Exercise: Give an exact copy of the lines of the records below, starting at the line containing "Looks like you have" and running to the end.

BEGIN

Issue #4795, opened 2020-09-08
Code editor component


mcarrano:
Introduce the Code snippet component per https://github.com/patternfly/patternfly/issues/3419

Design: https://marvelapp.com/prototype/b284chd/screen/70964526

@jessiehuff to provide input keyboard interaction. Reference this OS issue for more background: https://issues.redhat.com/browse/PD-598

jessiehuff:
It looks like there's currently a common practice among some code editors, Monaco included, that do something called "[Tab Trapping](https://github.com/microsoft/monaco-editor/wiki/Monaco-Editor-Accessibility-Guide#tab-trapping)". As you're tabbing, you become trapped in the code editor, and while there is a way out, it's not easily discoverable. (You can toggle the trapping of Tab with Ctrl+M on Windows and Linux and with Ctrl+Shift+M on OSX, and subsequent Tab keys will move focus out of the editor.) 

Depending on what we're capable of doing here, I think we should either:
- Consider a new interaction pattern: an idea I think we could follow is that you would tab through the page, focus goes to the editor itself (as opposed to immediately entering the editor), and you would press enter to interact with it. Then, similar to other interaction patterns like a modal or dropdown, pressing Esc would exit the inside of the editor and put focus back on the entire editor/outer div. This appears to me to be a little more intuitive, but that's up to debate as most interactions can be. I couldn't easily find a standard for code editors specifically, but I will continue to research this.
- Make the instructions on how to leave the editor significantly clearer and nearly require products to provide this documentation to users. Otherwise, it would appear to completely violate WCAG 2.1.2 [No Keyboard Trap](https://www.w3.org/WAI/WCAG21/quickref/#no-keyboard-trap) which would likely negatively affect products if they ever go to create a VPAT.

nicolethoen:
- forward ref to editor, maybe editordidmount function
- prop to hide language
- auto fill parent container
- configure style?
- toggle padding?
- does monaco need to know the language to read the file type? does the uploaded file need to be the right extension?

PR #5294, opened 2020-12-22
feat(CodeEditor): add new code editor

nicolethoen:
Closes: #4795

https://patternfly-react-pr-5294.surge.sh/components/code-editor/


mcarrano:
@nicolethoen I took a quick look at this today. It's looking good. I just had a couple of questions/comments:

* In read-only mode, I'm still able to get a text cursor even though I can't enter anything. Per the design here, https://marvelapp.com/prototype/b284chd/screen/70964527, when in read-only mode the user should see a gray background and not be able to interact with the editor. There is a core example here: https://www.patternfly.org/v4/components/code-editor#read-only
* All tool buttons should have tooltips per the design.
* I can't seem to be able to make upload work. I can choose a file, but not seeing anything loaded into the editor. Should this work?

Let me know if you have any questions after looking at the Marvel document. @gdoyle worked on this and can also be consulted with any design questions.

cc @evwilkin

nicolethoen:
@mcarrano 

> * In read-only mode, I'm still able to get a text cursor even though I can't enter anything. Per the design here, https://marvelapp.com/prototype/b284chd/screen/70964527, when in read-only mode the user should see a gray background and not be able to interact with the editor. There is a core example here: https://www.patternfly.org/v4/components/code-editor#read-only

- the read only styling will need to be handled by core, i think. I've applied the readOnly styles provided, but they do not currently impact anything inside the actual editor.

> * All tool buttons should have tooltips per the design.

- i can do that!

> * I can't seem to be able to make upload work. I can choose a file, but not seeing anything loaded into the editor. Should this work?

- Core and I still need to create/implement error states, but the uploaded file type needs to match the specified language, that may be why it is not working.

evwilkin:
@nicolethoen the tooltip isn't displaying if you click on the icon, only if you click in the blank space around the icon.

> I can't seem to be able to make upload work. I can choose a file, but not seeing anything loaded into the editor. Should this work?

After trying several file types a `.txt` file uploaded & opened fine. Per your suggestion I added the `language="javascript"` prop and then the `.txt` file wouldn't upload but the `.js` file started working as expected for upload 👍  I think that if this is the expected behavior we should call it out in the docs somewhere.

mcarrano:
> the uploaded file type needs to match the specified language, that may be why it is not working.
Yes, thanks for the tip. It works when I correctly set the prop. Agree with @evwilkin that we should document this somewhere.

> the read only styling will need to be handled by core, i think. I've applied the readOnly styles provided, but they do not currently impact anything inside the actual editor.

@mcoker can you look at/comment on this?

mcoker:
This looks good to me. The component is pretty simple on the core side. We allow for an HTML `<pre>` tag that uses our monospace font "Liberation Mono", which I'm assuming would be used to represent a static code block (not using the monaco editor). That looks like this:

Screen Shot 2021-01-04 at 5 54 46 PM

The same block in the monaco editor looks like this

Screen Shot 2021-01-04 at 5 54 40 PM

I'm not sure if we would want to create some sort of parity in the font family, size, etc?

It also seems like it might look better if the padding around the editor were changed. Here is what it looks like without the padding. You achieve that by not including the `pf-c-code-editor__code` element. I think our intent with that element is for when static code is placed in the editor, though we may want to change that so that static code and monaco editor code look more similar.

Screen Shot 2021-01-04 at 6 02 14 PM

> the read only styling will need to be handled by core

Assuming there isn't something out of the box we can use built in to the editor, and we don't want to go another route to indicate that the editor is read-only (couple of ideas below), we probably want to look at what options are available to style/theme it, and apply some sort of read only styles. 

Screen Shot 2021-01-04 at 6 17 02 PM
Screen Shot 2021-01-04 at 6 14 49 PM

packages/react-code-editor/package.json
```diff
@@ -0,0 +1,49 @@
...
+    "tslib": "1.13.0"
+  },
+  "peerDependencies": {
+    "react": "^16.8.0",
+    "react-dom": "^16.8.0"
+  },
+  "devDependencies": {
+    "@monaco-editor/react": "3.7.2",
+    "monaco-editor": "0.21.2",
+    "react-dropzone": "9.0.0",
```
redallen, line 45: Move these 3 to dependencies.

packages/react-code-editor/package.json
```diff
@@ -0,0 +1,49 @@
+{
+  "name": "@patternfly/react-code-editor",
+  "version": "0.0.0",
```
redallen, line 3: Change to 4.0.0

packages/react-code-editor/package-lock.json
```diff
@@ -0,0 +1,35 @@
+{
```
redallen, line 1: Remove this file.

redallen (changes requested):
What's our plan for language support?

nicolethoen:
> What's our plan for language support?

I know of no particular plan. 
The editor has a fairly extensive list of languages it supports. I built some enums and mappings for languages/extensions, so right now the consumer is limited to the languages I specified there. We can add more. I know that'd need to be documented.

I'm open to suggestions or insights. My initial approach was a bit of a stab in the dark to get this PR up.

redallen:
Oh I completely missed the `language` prop which works splendidly!

I'm noticing that this PR loads 4 files from `cdn.jsdelivr.net`:
image

PatternFly has never required an external CDN... do you know if it's possible to import these files directly instead?

gdoyle1:
@nicolethoen is there a way we can make the react code flexible enough to include custom actions? I was assuming that download copy and upload were just examples... depending on the use case, they may need to be different. Here's an example of what I mean where the terminal action would run that command in a web terminal. Created this by just editing the HTML component that's been released
Screen Shot 2021-01-08 at 11 07 46 AM

nicolethoen:
@gdoyle1 I am happy to try! I'll let you know if I run into any issues

mcarrano:
@gdoyle1 Do you think we should have some actions that are permanent/standard? Like Upload or Copy to Clipboard? Or should all the actions just be passed through a prop? I guess that would require the consumer to pass an icon, and callback function, and possibly a tooltip for each action. Thoughts @nicolethoen ?

nicolethoen:
@mcarrano i could do it so that the actions are customizable, i think. But then the example which implements the upload/download/copy would probably need to be a demo because the user would need to build the empty state and the dropzone in that case. is that okay?

mcarrano:
I don't know @nicolethoen . I kind of like that these features are built into the component.

@gdoyle1 do you see any reason you would want to remove or customize any of the standard features? What is we made it so you could add additional actions which could be custom?

gdoyle1:
> I don't know @nicolethoen . I kind of like that these features are built into the component.
> 
> @gdoyle1 do you see any reason you would want to remove or customize any of the standard features? What is we made it so you could add additional actions which could be custom?

@mcarrano Allowing additional actions that are custom would be fine - as long as you can optionally remove a standard feature (if you didn't offer uploading in the code editor, you can remove that action), then I think we can just add a "custom" action additionally

gdoyle1:
@nicolethoen here's the OpenShift keyboard shortcut accessibility add-on feature I was referring to in our meeting
Screen Shot 2021-01-14 at 11 45 43 AM
Screen Shot 2021-01-14 at 11 45 38 AM

christianvogt:
image

nicolethoen:
@redallen  
> PatternFly has never required an external CDN... do you know if it's possible to import these files directly instead?

Would this solution work in PF?
If it looks promising to you i'll reach out so you can help me understand it.
https://github.com/suren-atoyan/monaco-react#config

redallen:
Yes that looks promising! I'm happy to dig into the source to figure out how to load from node_modules instead.

kmcfaul:
Everything seems good to me. Only thing I noticed is for the keyboard interaction, `Shift + Tab` takes you out of the editor while `Escape` does nothing. I think either keybind works, just curious if `Escape` should also have that behavior?

nicolethoen:
@kmcfaul I will look into it. 
I do know that the editor uses many key controls already so I'll have to investigate if the escape button already has some function in the editor. The editor's key controls are extensive so I'm not sure.

kmcfaul:
Yeah understandable. I didn't notice it do anything but perhaps there is an edge case. But in any case I'm fine with the current keyboard handling, I don't think this is a blocker or anything.

jessiehuff (commented):
I was actually just about to chime in about that too haha. 🙂   I think that the current keyboard implementation is SO much better than what is defaulted by Monaco. I'm not sure what key commands that the Monaco editor uses though so I'm not positive what's available to us and what's not. I checked with Jenn on this one as well because there's not really a common standard on this pattern so I wanted to make sure that we talked about it. Jenn agreed that this is currently pretty awesome. 

When talking it out though, we wondered if Shift + Tab would conflict with anything in Monaco? We talked about how maybe we could also implement using Enter to get into the editor as well as the down arrow key, and like Katie's comment, we wondered if the Esc key would feel more natural to escape than the Shift + Tab. Though, truthfully, if it stayed the way it is now, I still think it's a massive improvement to the "Tab trapping" that Monaco does. But I think which interaction we use is definitely open for debate. It's a subjective thing that not a lot of people have done before from what I can find. (Another cool way that we're paving the way for accessibility! 😄 )

We also discussed whether we should include instructions in some way for users as part of the design because we don't know what keyboard users would expect (since it's not a common or firm standard). However, I know that's more of a design question. 🙂

nicolethoen:
@jessiehuff 
so, in the first example, if you start typing, you'll see that (since the language is set to javascript) as you type, an autocomplete or intellisense feature that pops up. Escape closes that box.

packages/react-code-editor/src/components/CodeEditor/CodeEditor.tsx
```diff
@@ -0,0 +1,455 @@
...
+  /** Name of the file if user downloads code to local file */
+  downloadFileName?: string;
+  /** Flag to add upload button to code editor actions. Also makes the code editor accept a file using drag and drop*/
+  isAllowUpload?: boolean;
+  /** Flag to add download button to code editor actions*/
+  isAllowDownload?: boolean;
+  /** Flag to add copy button to code editor actions*/
+  isAllowCopy?: boolean;
+  /** Flag to include a label indicating the currently configured editor language */
+  isLanguageLabel?: boolean;
```
tlabaj, line 69: How about `isLanguageLabelVisible`

packages/react-code-editor/src/components/CodeEditor/CodeEditor.tsx
```diff
@@ -0,0 +1,455 @@
...
+  /** Content to display in space of the code editor when there is no code to display */
+  emptyState?: React.ReactNode;
+  /** Name of the file if user downloads code to local file */
+  downloadFileName?: string;
+  /** Flag to add upload button to code editor actions. Also makes the code editor accept a file using drag and drop*/
+  isAllowUpload?: boolean;
+  /** Flag to add download button to code editor actions*/
+  isAllowDownload?: boolean;
+  /** Flag to add copy button to code editor actions*/
+  isAllowCopy?: boolean;
```
tlabaj, line 67: how about `isCopyButtonVisible`

packages/react-code-editor/src/components/CodeEditor/CodeEditor.tsx
```diff
@@ -0,0 +1,455 @@
...
+  toolTipMaxWidth: string;
+  /** The position of tooltips on all buttons */
+  toolTipPosition: 'auto' | 'top' | 'bottom' | 'left' | 'right';
+  /** A single node or array of nodes - ideally CodeEditorControls - to display above code editor */
+  customControls?: React.ReactNode | React.ReactNode[];
+  /** Callback which fires after the code editor is mounted containing
+   * a reference to the monaco editor and the monaco instance */
+  onEditorDidMount?: (editor: any, monaco: any) => void;
+  /** Flag to add the minimap to the code editor */
+  isDisplayMinimap?: boolean;
```
tlabaj, line 98: maybe `isMinmapDisplayed` or `isMinmapVisible`

redallen (approved):
LGTM from the build side!

tlabaj (dismissed):
LGTM

tlabaj:
Looks like you have a conflict and linting errors.

kmcfaul (dismissed):
Looks good! Just need to resolve the conflict

mcarrano (commented):
Looks good @nicolethoen . The only question I have from a design perspective is what this example is intended to show: https://patternfly-react-pr-5294.surge.sh/components/code-editor#with-custom-control

This is what I see, even though it looks like you are declaring that a Play button should be added to the toolbar.

Screen Shot 2021-01-25 at 11 16 07 AM

nicolethoen:
> Looks good @nicolethoen . The only question I have from a design perspective is what this example is intended to show: https://patternfly-react-pr-5294.surge.sh/components/code-editor#with-custom-control
> 
> This is what I see, even though it looks like you are declaring that a Play button should be added to the toolbar.
> 
> Screen Shot 2021-01-25 at 11 16 07 AM

@mcarrano if you begin putting code in the editor, the controls appear. It's a custom `execute` command, which only makes sense if there is code in the editor to execute.

mcarrano (approved):
> @mcarrano if you begin putting code in the editor, the controls appear. It's a custom execute command, which only makes sense if there is code in the editor to execute.

Thanks for the clarification @nicolethoen . I would prefer that the buttons be visible and disabled in this case, but I will not hold up the release for this. I'm OK to open a follow-up issue for this.

tlabaj (approved):

kmcfaul (approved):

redallen (approved):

END

Task result:
Looks like you have a conflict and linting errors.

kmcfaul (dismissed):
Looks good! Just need to resolve the conflict

mcarrano (commented):
Looks good @nicolethoen . The only question I have from a design perspective is what this example is intended to show: https://patternfly-react-pr-5294.surge.sh/components/code-editor#with-custom-control

This is what I see, even though it looks like you are declaring that a Play button should be added to the toolbar.

Screen Shot 2021-01-25 at 11 16 07 AM

nicolethoen:
> Looks good @nicolethoen . The only question I have from a design perspective is what this example is intended to show: https://patternfly-react-pr-5294.surge.sh/components/code-editor#with-custom-control
> 
> This is what I see, even though it looks like you are declaring that a Play button should be added to the toolbar.
> 
> Screen Shot 2021-01-25 at 11 16 07 AM

@mcarrano if you begin putting code in the editor, the controls appear. It's a custom `execute` command, which only makes sense if there is code in the editor to execute.

mcarrano (approved):
> @mcarrano if you begin putting code in the editor, the controls appear. It's a custom execute command, which only makes sense if there is code in the editor to execute.

Thanks for the clarification @nicolethoen . I would prefer that the buttons be visible and disabled in this case, but I will not hold up the release for this. I'm OK to open a follow-up issue for this.

tlabaj (approved):

kmcfaul (approved):

redallen (approved):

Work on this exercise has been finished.